▸ SOURCE MATERIAL:
PR #5273, opened 2024-09-19
OpenAPI spec - security/auth + ACLs

Theodlz:
This PR requires https://github.com/cesium-ml/baselayer/pull/387 to be merged first, and once that done the new version of baselayer should be pinned on this PR before merging

Essentially it:
- adds the authentication/security (that we already specified in the `components` of the openapi spec) to ALL endpoints by default
- based on what is added in that baselayer PR, is able to figure which endpoints do not use authentication, and makes an exception for those. That way the autogenerated API docs show headers with a token when needed, otherwise do not.
- fixes the endpoint displayed for a few handlers' methods that had unused arguments (often happened on post methods that had the resource_id just to comply with the endpoint's regex, but didn't need them) to avoid confusion for the end user.

### DIFF
--- a/skyportal/handlers/api/gcn.py
+++ b/skyportal/handlers/api/gcn.py
@@ -914,7 +914,7 @@ class GcnEventAliasesHandler(BaseHandler):
 
 class GcnEventTagsHandler(BaseHandler):
     @auth_or_token
-    async def get(self, dateobs=None, tag=None):
+    async def get(self, *ignored_args):
         """
         ---
         summary: Get all GCN Event tags
--- a/doc/conf.py
+++ b/doc/conf.py
@@ -133,9 +133,9 @@ todo_include_todos = False
 # Per https://github.com/snide/sphinx_rtd_theme: specify theme if not on RTD
 on_rtd = os.environ.get('READTHEDOCS', None) == 'True'
 if not on_rtd:  # only import and set the theme if we're building docs locally
-    import furo  # noqa
+    import sphinx_book_theme  # noqa
 
-    html_theme = 'furo'
+    html_theme = 'sphinx_book_theme'
 
 # Theme options are theme-specific and customize the look and feel of a theme
 # further.  For a list of options available for each theme, see the
--- a/doc/openapi.html.template
+++ b/doc/openapi.html.template
@@ -1,14 +1,13 @@
 <!doctype html>
 <html>
   <head>
-    <title>Scalar API Reference</title>
+    <title>SkyPortal API Reference</title>
     <meta charset="utf-8" />
     <meta
       name="viewport"
       content="width=device-width, initial-scale=1" />
   </head>
   <body>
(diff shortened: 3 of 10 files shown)


Theodlz:
@stefanv I just pinned baselayer so let's wait till the CI is green (though it should be, as it was before already) before reviewing, but this should be ready to be merged soon enough.

skyportal/handlers/api/gcn.py
```diff
@@ -914,7 +914,7 @@ def delete(self, dateobs):
 
 class GcnEventTagsHandler(BaseHandler):
     @auth_or_token
-    async def get(self, dateobs=None, tag=None):
+    async def get(self, *ignored_args):
```
stefanv, line 917: This changes those args from keyword to positional?

stefanv (approved):
LGTM, just the one small question.

skyportal/handlers/api/gcn.py
Theodlz: so ew have a couple of endpoints where the GET, POST, DELETE take a different number of arguments (for example the GET, DELETE might take an id that the POST does not). To avoid duplicating the endpoint in the `app_server.py` the easiest way to fix this is to actually add the unused parameter to the handler, with a None value. However the issue with that is that these the documentation would still show that unused argument in the endpoint URL that it generates, as if it was required or smth.

Here all that I did is look for handlers with unused arguments, make those `*args` with a specific name (here, ignored_args) so that in `openapi.py` I ignore those specifically, and can end up with the correct & more concise endpoints).

Does that make sense? 

Oh and actually opening another small PR on baselayer to help display the permissions required to use an endpoint (if any), which should help remove a lot of the confusion our users have at the moment!

stefanv: Totally fine, was simply wondering whether you wanted `**ignored_args` instead?

Theodlz: ah well that way I had a single argument name I can look for an ignore when autogenerating the openapi specs, instead of having to maintain a list of args. But I mean I could simply rename all of those to idk, something like `unused_arg` and avoid those in a loop, but *args seemed appropriate as it automatically throws all of the unused arguments in a list that I can ignore all at once.

Theodlz:
Here's the ACL display additional btw @stefanv. It just reads that list, and adds it to the `description` of the endpoint, while formatting it with some very minimal HTML:

image

skyportal/handlers/api/gcn.py
stefanv: I'll ping you on Slack; I am really only wondering about the argument vs keyword distinction.

stefanv:
Nice, I like that a lot!

Theodlz:
@stefanv looks like tornado just deals with *args in the first place, then **kwargs. Makes sense, since the regex just spits out an ordered list of values and not a dictionary or similar structure with keys for each values.

So, this approach seems to be valid?

stefanv (approved):

stefanv:
Thanks for verifying, Theo. In it goes!

PR #5476, opened 2025-02-25
SpectrumHandler - filter on modified date

Theodlz:
allow users to filter on when a spec was modified (before/after) when retrieving data from the SpectrumHandler


mcoughlin (approved):
LGTM

PR #5477, opened 2025-02-25
GCN source creation - deduplication between API handler & GCN service

Theodlz:
it looks like the API had it's own source creation code that was very outdated and caused issues in production, especially as it saved the autogenerated source to all the groups of a user and not just the sitewide group.

This PR creates one method that can be reimported by both functions that need to create a source.


mcoughlin (approved):
LGTM

PR #5478, opened 2025-02-26
GCN cone-based localization: avoid zero radius

Theodlz:
Some notices come with a radius = 0, which of course makes no sense, and would lead to incorrect sky localizations and unpredictable errors (e.g. incorrect localization center, area calculation, ...).

If the radius is 0, in this PR we set it to a very small value instead (4 arcsec) to avoid said errors. We might have to increase that value if still causes issues.

EDIT:
We also now use the localization name as the center we report for a localization, rather than the ligo.skymap calculated ones which gives us weird results for those small maps

### DIFF
--- a/skyportal/models/localization.py
+++ b/skyportal/models/localization.py
@@ -16,6 +16,8 @@ import ligo.skymap.moc
 import ligo.skymap.postprocess
 import numpy as np
 import sqlalchemy as sa
+from astropy import units as u
+from astropy.coordinates import SkyCoord
 from astropy.table import Table
 from dateutil.relativedelta import relativedelta
 from dustmaps.config import config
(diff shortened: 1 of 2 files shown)


mcoughlin (approved):
LGTM

Theodlz:
@mcoughlin I also just added code to use the localization name as the center we report for a localization rather than the ligo calculated one, which gives us weird results for those small maps

Theodlz:
@mcoughlin weird that the ligo stuff is so incorrect here, I wonder if it's just not robust for small enough maps, or if it's the map generation itself which is faulty here

Theodlz:
hmmmm I suspect that since we flatten the map to a fixed healpix resolution (which is not so high res), that could explain why for small localizations we can't get the center right using the healpix map

PR #5500, opened 2025-03-05
Fix search bar on public sources page not working

antoine-le-calloch:
Fix source link structure and search functionality in sources template to fit the releases template logic.


Theodlz (approved):
LGTM

PR #5502, opened 2025-03-08
SVOM Properties & Alias + UpdatePhotometryForm data validation

Theodlz:
This PR:
- reads additional properties from the SVOM notices (Timescale, event type, ...)
- reads the burst ID when looking for aliases for SVOM events
- make sure that either mag+magerr, or limiting magnitude are specified on the frontend form
- make sure that even when there is no data, mag fields (mag, magerr, limiting mag) are set to null and sent to the backend, which expects them

PS: This hasn't been tested yet, I want to try the frontend before merging


static/js/components/photometry/UpdatePhotometry.jsx
```diff
@@ -89,6 +86,40 @@ const UpdatePhotometry = ({ phot, magsys }) => {
...
+        newState[key] === undefined ||
+        newState[key] === ""
+      ) {
+        delete newState[key];
+      }
+    });
+
+    if (
+      newState?.limiting_mag === undefined &&
+      newState?.mag === undefined &&
```
mcoughlin, line 101: Does this actually require a magnitude and magnitude error? Should it?

mcoughlin (approved):
Just a question on the check on limiting magnitude and magnitude/error.

static/js/components/photometry/UpdatePhotometry.jsx
Theodlz: I mean I think this is the issue we are trying to fix right? We don't need a mag and magerr if we have a limiting mag, and vice versa. But we do need one of these 2 options (detection or non detection data) to be given.

mcoughlin: Ok great.

PR #5504, opened 2025-03-08
Improve allocation altdata management

antoine-le-calloch:
Enhance allocation creation by improving the code and implement the same display of the altdata on the allocation modification form without the "required".


mcoughlin:
@antoine-le-calloch @Theodlz I will leave Theo to review this one as I didn't work on the current implementation of altdata stuff.

static/js/components/allocation/NewAllocation.jsx
```diff
@@ -235,33 +197,34 @@ const NewAllocation = ({ onClose }) => {
...
+                  }
+                : {}),
+            },
+          };
+        }),
+      },
+    },
   };
 
-  if (
```
Theodlz, line 240: why is this deleted?

Theodlz (commented):
I'm not sure what was deleted here should have been

Theodlz:
also we need to be **really** careful about allocation edits. It should be clear if the newly inputted alt data replaces the existing one entirely, or if only edited fields replace the ones that are already in the DB. i.e. do we update the altdata entirely or do we update it's content. The latter seems preferable. I'm mentioning this because now that we make editing the altdata much easier using a form, we need to make sure that the behavior is explicit to the user, so that they don't edit one field of the altdata and see all existing data removed.

static/js/components/allocation/NewAllocation.jsx
antoine-le-calloch: Because not needed anymore everything is done on the schema creation using the altdata form. Way more clean this way so.

skyportal/handlers/api/allocation.py
```diff
@@ -640,19 +640,24 @@ def put(self, allocation_id):
 
             data = self.get_json()
             data["id"] = allocation_id
+
+            only_update_changed_fields = data.pop("only_update_changed_fields", False)
```
Theodlz, line 644:
```suggestion
            only_update_changed_fields = data.pop("only_update_modified_fields", False)
```

Let's try to keep using the same vocabulary as the rest of the app. One might wonder if it's not easier to just have a `replace_altdata` True/False here instead. That's just a suggestion / personal preference, doesn't mean that you should make that change

skyportal/handlers/api/allocation.py
```diff
@@ -640,21 +640,25 @@ def put(self, allocation_id):
...
                     for k, v in data["_altdata"].items()
                     if v is not None and str(v).strip() != ""
                 }
-                # if it ends up being a dictionnary with no keys, remove it
-                # otherwise convert it to a string
-                if not data["_altdata"] or not any(data["_altdata"]):
+
+                if not data["_altdata"]:
                     data.pop("_altdata")
+                elif allocation._altdata and replace_altdata:
```
Theodlz, line 655: hmmmm doesn't that feel somewhat reversed? Idk but to me it feels like "replace altdata" means fully replacing it, not updating its content with newly provided values if any. Idk I feel like the naming here is a bit confusing, any thoughts @mcoughlin?

Theodlz (approved):
LGTM

antoine-le-calloch:
> Oh one thing @antoine-le-calloch, git diff doesn't show me here but is the replace_altdata parameter documented in the docstring of the API?

Nope, i'm adding it.

antoine-le-calloch:
@Theodlz doc update, is it good for you ?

▸ ACTION ITEM:
Copy the entries above exactly, but only from the line holding "# Theme options" through the line holding "Does that make sense?", both included.

▸ RESULT FOR THIS EXERCISE:
 # Theme options are theme-specific and customize the look and feel of a theme
 # further.  For a list of options available for each theme, see the
--- a/doc/openapi.html.template
+++ b/doc/openapi.html.template
@@ -1,14 +1,13 @@
 <!doctype html>
 <html>
   <head>
-    <title>Scalar API Reference</title>
+    <title>SkyPortal API Reference</title>
     <meta charset="utf-8" />
     <meta
       name="viewport"
       content="width=device-width, initial-scale=1" />
   </head>
   <body>
(diff shortened: 3 of 10 files shown)


Theodlz:
@stefanv I just pinned baselayer so let's wait till the CI is green (though it should be, as it was before already) before reviewing, but this should be ready to be merged soon enough.

skyportal/handlers/api/gcn.py
```diff
@@ -914,7 +914,7 @@ def delete(self, dateobs):
 
 class GcnEventTagsHandler(BaseHandler):
     @auth_or_token
-    async def get(self, dateobs=None, tag=None):
+    async def get(self, *ignored_args):
```
stefanv, line 917: This changes those args from keyword to positional?

stefanv (approved):
LGTM, just the one small question.

skyportal/handlers/api/gcn.py
Theodlz: so ew have a couple of endpoints where the GET, POST, DELETE take a different number of arguments (for example the GET, DELETE might take an id that the POST does not). To avoid duplicating the endpoint in the `app_server.py` the easiest way to fix this is to actually add the unused parameter to the handler, with a None value. However the issue with that is that these the documentation would still show that unused argument in the endpoint URL that it generates, as if it was required or smth.

Here all that I did is look for handlers with unused arguments, make those `*args` with a specific name (here, ignored_args) so that in `openapi.py` I ignore those specifically, and can end up with the correct & more concise endpoints).

Does that make sense? 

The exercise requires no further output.